Counterfactual Analysis: What Could Have Been
The best decisions are often invisible because they prevent disasters that never happen.
This is the central problem with measuring decision quality. We live in a single timeline. We see the outcome of the choice we made, not the outcome of the choice we didn't make. A marketing director launches a campaign that generates 15% uplift. Success. But what if a different creative approach would have generated 22%? The counterfactual—the path not taken—remains forever unknown. We celebrate the visible win and never know we left value on the table.
This blindness shapes how organisations actually evaluate decisions. They measure outcomes, not quality. These are not the same thing. A poor decision can produce a good outcome through luck. A brilliant decision can produce a poor outcome through circumstance. Yet we reward the former and punish the latter, creating perverse incentives that compound over time.

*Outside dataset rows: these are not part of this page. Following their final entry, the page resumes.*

PR #147, opened 2016-03-11
Fix the corner case in version generation script.

antiagainst:
When the given directory is not inside the SPIRV-Tools project,
`describe()` returns a `str` instance instead of `bytes` instance
in Python3, which will case problem when calling `decode()` on it.

### DIFF
--- a/utils/update_build_version.py
+++ b/utils/update_build_version.py
@@ -62,7 +62,8 @@ def describe(dir):
         try:
             return command_output(['git', 'rev-parse', 'HEAD'], dir).rstrip()
         except:
-            return 'unknown hash, ' + datetime.date.today().isoformat()
+            return 'unknown hash, {}'.format(
+                datetime.date.today().isoformat()).encode('ascii')
 
 
 def main():


antiagainst:
As suggested by https://github.com/KhronosGroup/SPIRV-Tools/commit/f7e63786a919040cb2e0e572d960a0650f2c2881#commitcomment-16653277.

utils/update_build_version.py
```diff
@@ -62,7 +62,8 @@ def describe(dir):
         try:
             return command_output(['git', 'rev-parse', 'HEAD'], dir).rstrip()
         except:
-            return 'unknown hash, ' + datetime.date.today().isoformat()
+            return 'unknown hash, {}'.format(
+                datetime.date.today().isoformat()).encode('ascii')
```
dekimir: I think it would be much more useful to leave this as is and add `decode` to lines 60 and 63.

But if you want this, then please change the blurb on line 54.

antiagainst: Sorry. See #148.

Issue #152, opened 2016-03-15
spirv-as reports whole program as the invalid opcode


dekimir:
I assemble a simple program with an incorrect opcode at the end.  `spirv-as` should report just that opcode as invalid, but instead it reports the whole program as the opcode name:

```
deki@deki-macbookpro>cat bug.spvasm 
OpCapability Shader
OpMemoryModel Logical GLSL450
OpXYZ
deki@deki-macbookpro>./spirv-as bug.spvasm 
error: 3: 1: Invalid Opcode name 'OpCapability Shader
OpMemoryModel Logical GLSL450
OpXYZ'
```

antiagainst:
Interesting. The symptom is the same as #126. But this time EOL is there...

PR #154, opened 2016-03-15
Remove duplicate and buggy implementation of getWord().

antiagainst:
We already have a better `getWord()` implemented as a free function.
Use that instead of creating another one.

Addresses #152.

### DIFF
--- a/source/text_handler.cpp
+++ b/source/text_handler.cpp
@@ -143,6 +143,8 @@ spv_result_t getWord(spv_text text, spv_position position, std::string& word,
         case ' ':
         case ';':
         case '\t':
+        case '\v':
+        case '\r':
         case '\n':
           if (escaping || quoting) break;
         // Fall through.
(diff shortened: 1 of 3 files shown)


test/TextToBinary.cpp
```diff
@@ -62,6 +62,27 @@ TEST(GetWord, Simple) {
   EXPECT_EQ("abc", AssemblyContext(AutoText("abc\n"), nullptr).getWord());
 }
 
+TEST(GetWord, MultipleWords) {
```
dekimir: This tests more than just multiple words -- it tests various forms of word break.  I'd split it into multiple tests with separate responsibilities.

test/TextToBinary.cpp
```diff
@@ -62,6 +62,27 @@ TEST(GetWord, Simple) {
...
+  auto context = AssemblyContext(&text, nullptr);
+
+  EXPECT_EQ("abc", context.getWord());
+
+  spv_position_t position = {};
+  position = {1, 1, contents.find('d')};
+  context.setPosition(position);
+  EXPECT_EQ("def", context.getWord()) << position.index;
+
+  position = {1, 5, contents.find('g')};
```
dekimir: Why is `contents.find(...)` necessary if 5 is hard-coded?

antiagainst: Changed. Previously because of line endings, `index` is not the same as `column`.

test/TextToBinary.cpp
antiagainst: Reasonable. Removed different whitespaces since they are tested in the previous test.

source/text_handler.cpp
```diff
@@ -234,22 +236,11 @@ bool AssemblyContext::hasText() const {
...
-  uint64_t index = current_position_.index;
-  while (true) {
-    switch (text_->str[index]) {
-      case '\0':
-      case '\t':
-      case '\v':
-      case '\r':
-      case '\n':
-      case ' ':
-        return std::string(text_->str, text_->str + index);
```
antiagainst: This is the direct reason why #126 behaves like that. We should return `string(text_->str + current_position_.index, ...)`.

antiagainst: But I figure it's better to use the more robust version of `getWord()` anyway.

antiagainst:
A better way to fix this in done via #155.

PR #158, opened 2016-03-16
Travis CI: use trusty (Ubuntu 14.04) for Linux.

antiagainst:


antiagainst:
This is **much** nicer. Now I don't need to install the build essentials by myself.

dekimir:
+2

The real cost emerges at scale. When decision-makers learn that outcomes matter more than reasoning, they optimise for outcomes. They cherry-pick metrics. They avoid decisions with uncertain payoffs. They become conservative in ways that look prudent but are actually risk-averse. The organisation stops making the decisions that would have worked, because it never learns that they would have worked.

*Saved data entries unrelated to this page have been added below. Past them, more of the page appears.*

Issue #153, opened 2016-03-15
include/spirv/OpenCL.std.h:271:2: error: extra ‘;’ [-Werror=pedantic]


azur3:
Building on Ubuntu and getting this message.

Need to fix the code or remove pedantic?

Thanks

dekimir:
Hi, @azur3.  Sorry about the trouble.

Could you provide the whole build log?  How closely are you following the README instructions?

dneto0:
This is a problem with the OpenCL header as published in the SPIR-V Registry.

dneto0:
I've filed a bug on the Khronos public bugzilla to track this at the working group level.
https://www.khronos.org/bugzilla/show_bug.cgi?id=1476

dekimir:
@dneto0 agreed, but:

1. if @azur3 is getting this error by turning on `SPIRV_WARN_EVERYTHING`, they can work around the problem by turning it off
2. we can fix `SPIRV_WARN_EVERYTHING` by disabling certain warnings for files we can't control that have known problems

dneto0:
Correct.  I don't want to turn off things in SPIRV_WARN_EVERYTHING because that's how I noticed the pedantic problem in the first place.
Recommend action: don't use SPIRV_WARN_EVERYTHING or -pedantic right now.  Use those only after we get a fixed header file from upstream.

AWoloszyn:
This should now be fixed.

PR #162, opened 2016-03-18
Make everything compile cleanly with -Wpedantic.

AWoloszyn:
This makes SPIRV_WARN_EVERYTHING compile cleanly.

### DIFF
--- a/test/AssemblyContext.cpp
+++ b/test/AssemblyContext.cpp
@@ -82,7 +82,7 @@ INSTANTIATE_TEST_CASE_P(
       // A very long string, encoded after an initial word.
       // SPIR-V limits strings to 65535 characters.
       {std::string(65535, 'a'), {1}},
-    }));
+    }),);
 // clang-format on
 
 }  // anonymous namespace
--- a/test/Validate.Capability.cpp
+++ b/test/Validate.Capability.cpp
@@ -37,6 +37,7 @@
 
 namespace {
 
+
 using std::pair;
 using std::make_pair;
 using std::stringstream;
@@ -52,7 +53,7 @@ using ValidateCapability =
     spvtest::ValidateBase<tuple<string, pair<string, vector<string>>>>;
 
 TEST_F(ValidateCapability, Default) {
-  const char str[] = R"(
+    const char str[] = R"(
             OpCapability Kernel
             OpCapability Matrix
             OpMemoryModel Logical OpenCL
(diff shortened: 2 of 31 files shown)


AWoloszyn:
Fixes: https://github.com/KhronosGroup/SPIRV-Tools/issues/153

test/UnitSPIRV.h
```diff
@@ -215,5 +215,19 @@ inline std::string MakeLongUTF8String(size_t num_4_byte_chars) {
   return result;
 }
 
+template <typename T>
+std::string DefaultParameterPrinter(
```
dekimir: Needs blurb.

test/UnitSPIRV.h
```diff
@@ -215,5 +215,19 @@ inline std::string MakeLongUTF8String(size_t num_4_byte_chars) {
...
+    const typename testing::TestParamInfo<T>& instance) {
+  std::ostringstream ss;
+  ss << instance.index;
+  return ss.str();
+}
+
+template<typename T>
+std::string EnumParameterPrinter(
```
dekimir: Needs blurb.

test/Validate.Capability.cpp
```diff
@@ -51,8 +53,15 @@ using testing::ValuesIn;
 using ValidateCapability =
     spvtest::ValidateBase<tuple<string, pair<string, vector<string>>>>;
 
+std::string ValidateCapabilityPrinter(
```
dekimir: Needs blurb.

test/AssemblyContext.cpp
```diff
@@ -82,7 +83,8 @@ INSTANTIATE_TEST_CASE_P(
       // A very long string, encoded after an initial word.
       // SPIR-V limits strings to 65535 characters.
       {std::string(65535, 'a'), {1}},
-    }));
+    }),
+    &DefaultParameterPrinter<EncodeStringCase>);
```
dekimir: This is onerous (we must add junk to all INSTANTIATE calls now and forever) and surprising (we can't use INSTANTIATE the way Googletest doc suggest). There has to be a better way. :pray:

dekimir: Turns out the variable-arguments list may be empty.  This compiles cleanly with `--pedantic`:

```
#define foo(a, ...) a
int main() {
  return foo(0,);
}
```

AWoloszyn:
Replaced arguments with ,

dneto0:
+2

Counterfactual analysis offers a way out, though not the way most people imagine.
The mistake is thinking you can reconstruct what would have happened. You cannot. The counterfactual is not a prediction you can verify. It is a structured assumption about how the world works. When a product launch underperforms, you cannot know whether a different positioning would have succeeded. You can only model what you believe the relationship between positioning and demand to be, then reason through the implications. This is not fortune-telling. It is disciplined thinking about causation.
The discipline matters because it forces explicitness. When you articulate the causal model—the mechanism by which your decision should produce an outcome—you expose your assumptions to scrutiny. You discover what you actually believe versus what you assume you believe. A campaign underperforms. Your implicit model might be: "We chose the wrong audience segment." But when you write out the causal chain, you might realise your actual belief is: "The audience segment was right, but the message resonated less than we predicted because we underestimated competitor noise." These are different problems requiring different counterfactuals.

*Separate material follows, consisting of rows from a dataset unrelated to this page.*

PR #163, opened 2016-03-29
Capability fix: ImageReadWrite & ImageMipmap require ImageBasic.

antiagainst:


dneto0:
+2
Verified against SPIR-V 1.0 Rev 4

This is where measurement becomes useful. Not to prove you were right, but to calibrate your causal model. Did the outcome match what your model predicted? If yes, your model is working. If no, something in your reasoning broke. The counterfactual analysis then becomes an investigation: which assumption was wrong? This creates a feedback loop. Over time, your causal models improve. Your decisions improve. Not because you get lucky more often, but because you understand causation more accurately.
The organisations that do this well rarely talk about it. They don't frame it as "counterfactual analysis." They simply have a culture where decisions are treated as experiments with explicit hypotheses. Before launch, they write down what they expect to happen and why. After launch, they compare prediction to reality. When they diverge, they investigate. This creates institutional memory about what actually works, not just what happened to work once.
The alternative is the status quo: measuring outcomes and calling it decision quality. This works until it doesn't. It produces a portfolio of decisions that look good in hindsight but are actually mediocre. The organisation becomes skilled at explaining why things happened, not at predicting whether they will happen. When the environment shifts—when the old patterns stop working—the organisation has no framework for adaptation. It has only a history of outcomes.
Counterfactual analysis is not about perfect foresight. It is about honest reasoning. It is about building organisations that learn from what they do, not just from what they see. The best decisions remain invisible. But the reasoning behind them does not have to be.